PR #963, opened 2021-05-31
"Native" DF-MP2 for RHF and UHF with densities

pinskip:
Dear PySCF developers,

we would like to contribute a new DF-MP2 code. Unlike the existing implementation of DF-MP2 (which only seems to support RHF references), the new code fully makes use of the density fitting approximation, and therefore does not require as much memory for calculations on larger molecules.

+ + + + + + +

## Your task
An exact copy of all the records is what is needed here.

## Exercise answer
PR #963, opened 2021-05-31
"Native" DF-MP2 for RHF and UHF with densities

pinskip:
Dear PySCF developers,

we would like to contribute a new DF-MP2 code. Unlike the existing implementation of DF-MP2 (which only seems to support RHF references), the new code fully makes use of the density fitting approximation, and therefore does not require as much memory for calculations on larger molecules.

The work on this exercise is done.